[PROBLEM DESCRIPTION]:
Across all the records, filter for lines with the word "main" and copy them.

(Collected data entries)
.....
Issue #131, opened 2020-11-13
Running the pipeline with singularity


ramakrishnas:
I had success running the test but when I tried to run the pipeline with my data it is not working and gives the message 
-[nf-core/mag] Pipeline completed with errors-

If some can take a look at my command below and let me know where I'm doing wrong that will be helpful.

nextflow run nf-core/mag -r 1.1.0 --input '/Users/rsompallae/*_R{1,2}.fastq' -profile singularity -with-singularity /Users/rsompallae/biotools/nfcore-mag-1.1.0.sif -c nfcore_ui_hpc_2.config --busco_reference /Users/rsompallae/biotools/bacteria_odb10.2020-03-06.tar.gz

Thanks
Rama

d4straub:
Hi, glad you got mag running. 
It would be extremely helpful to have a little more information, i.e. the error message. What did the pipeline complain about?

ramakrishnas:
based on the log file (.nextflow.log) I see following error. 

Nov-16 13:46:24.338 [main] WARN  nextflow.script.ScriptBinding - Access to undefined parameter `input_paths` -- Initialise it to a default value eg. `params.input_paths =
 some_value`
Nov-16 13:46:24.342 [main] WARN  nextflow.script.ScriptBinding - Access to undefined parameter `reads` -- Initialise it to a default value eg. `params.reads = some_value`
Nov-16 13:46:24.429 [PathVisitor-1] ERROR nextflow.Channel - null
java.lang.NullPointerException: null
        at nextflow.file.FileHelper.isGlobAllowed(FileHelper.groovy:233)
        at nextflow.file.PathVisitor.applyGlobPattern0(PathVisitor.groovy:91)
        at nextflow.file.PathVisitor.apply(PathVisitor.groovy:71)
        at nextflow.file.PathVisitor$_applyAsync_closure1.doCall(PathVisitor.groovy:77)
        at nextflow.file.PathVisitor$_applyAsync_closure1.call(PathVisitor.groovy)
        at groovy.lang.Closure.run(Closure.java:486)
        at java.util.concurrent.CompletableFuture.uniRun(CompletableFuture.java:719)
        at java.util.concurrent.CompletableFuture$UniRun.tryFire(CompletableFuture.java:701)
        at java.util.concurrent.CompletableFuture$Completion.run(CompletableFuture.java:456)
        at java.util.concurrent.ThreadPoolExecutor.runWorker(ThreadPoolExecutor.java:1149)
[...]

PR #133, opened 2020-11-18
Fix processing of input parameter

skrakau:
Fixed issue https://github.com/nf-core/mag/issues/131: internally still the deprecated `params.reads` where processed instead of `params.input` (sorry! must have overseen something when merging the template).

To avoid future confusions and avoid the warning 
"WARN: Access to undefined parameter `input_paths` -- Initialise it to a default value eg. `params.input_paths = some_value`" 
for users when not running test profiles, I also initialised the `input_paths` variable again (even though it was removed from the template).

## PR checklist


d4straub (approved):
LGTM!

PR #143, opened 2020-12-15
Changed 'manifest' format and merged into 'input' parameter

skrakau:
Changed manifest input format:
- `sampleId, lr, sr1, sr2` -> `sampleId, groupId, sr1, sr2 [, lr]`
- added groupId (not used yet)
- lr: long read file optional!

Needs to be TSV format now and has to be handed over also via `--input` parameter now.

I made a PR for the testate s well https://github.com/nf-core/test-datasets/pull/208. The current CI tests will fail.

If you agree to this, the `S3` manifest file needs to be updated as well.

## PR checklist

### DIFF
--- a/CHANGELOG.md
+++ b/CHANGELOG.md
@@ -5,6 +5,14 @@ and this project adheres to [Semantic Versioning](https://semver.org/spec/v2.0.0
 
 ## v1.2.0dev - [date]
 
+### `Changed`
+
+- [#143](https://github.com/nf-core/mag/pull/143) - Changed format of manifest file, has to be handed over via `--input` parameter as well now
+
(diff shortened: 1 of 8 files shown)


d4straub (approved):
Looks good, two change requests:
- removing `--manifest` so sudden is probably not so good, could you instead (1) raise a warning when `--manifest` is specified saying that it is deprecated (2) forward `--manifest` into `--input`
- add to the main.nf help & docu explicitely that the "tsv" extension is required for the mnaifest file.

skrakau:
Decided to return an error message when deprecated `--manifest` parameter is used and exit, since also the format changed.

PR #145, opened 2020-12-16
Rename FASTQ files and check sample ids

skrakau:
- rename all short read FASTQ files to ensure consistent names in reports from FastQC and allow non-unique read file base names
- added check for unique sample IDs, return error otherwise

## PR checklist

### DIFF
--- a/main.nf
+++ b/main.nf
@@ -164,11 +164,11 @@ if(hasExtension(params.input, "tsv")){
                     exit 1, "Input TSV file contains row with ${row.size()} column(s). Expects 4 or 5."
                 }
             }
-        .into { ch_all_files_sr; ch_all_files_lr }
+        .into { ch_sample_validate; ch_all_files_sr; ch_all_files_lr }
     // prepare input for preprocessing
     ch_all_files_sr
         .map { row -> [ row[0], [ row[2], row[3] ] ] }
-        .into { ch_raw_short_reads }
+        .set { ch_raw_short_reads }
     ch_all_files_lr
         .map { row -> if (row.size() == 5) [ row[0], row[4] ] }
         .set { ch_raw_long_reads }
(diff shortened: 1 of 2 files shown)


main.nf
```diff
@@ -444,6 +450,28 @@ process get_software_versions {
...
+    set val(name), file(reads) from ch_raw_short_reads
+
+    output:
+    set val(name), path("*.fastq.gz", includeInputs: true) into (ch_raw_short_reads_fastqc, ch_raw_short_reads_fastp)
+
+    script:
+    if ( !params.single_end )
+        """
+        [ -f "${name}_R1.fastq.gz" ] || ln -s "${reads[0]}" "${name}_R1.fastq.gz"
+        [ -f "${name}_R2.fastq.gz" ] || ln -s "${reads[1]}" "${name}_R2.fastq.gz"
```
d4straub, line 467: To me this is not readable. What does this do? 

Guessing: If file  "${name}_R1.fastq.gz" doesnt exist than link reads[0} to "${name}_R1.fastq.gz"
If yes, could you write that in an easier understandable way? With an in if such? Like this its short but hard to read, in my opinion.
How does this interact with `includeInputs: true`, havent seen that one before, I guess it is important if the above link isnt created. But what happens is the link is actually created? Isnt than reads[0] also added to the output channel, provided it follows *.fastq.gz as well?

d4straub (approved):
LGTM!

main.nf
skrakau: Oh true, I forgot to add the corresponding glob pattern, thanks for reviewing!

`includeInputs` is important, because by default input files will not be used for the output (https://www.nextflow.io/docs/latest/process.html#output-path), even if the name matches. 
I didn't want to rename the input files, that's why I did it this way.

PR #149, opened 2021-02-01
Allow custom assembly options and export assembly QC

d4straub:
- added exit code 247 to bowtie2 retry, 247 is when it runs out of memory while index building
.....
[WORKED SOLUTION]:
Nov-16 13:46:24.338 [main] WARN  nextflow.script.ScriptBinding - Access to undefined parameter `input_paths` -- Initialise it to a default value eg. `params.input_paths =
Nov-16 13:46:24.342 [main] WARN  nextflow.script.ScriptBinding - Access to undefined parameter `reads` -- Initialise it to a default value eg. `params.reads = some_value`
- add to the main.nf help & docu explicitely that the "tsv" extension is required for the mnaifest file.
--- a/main.nf
+++ b/main.nf
main.nf
main.nf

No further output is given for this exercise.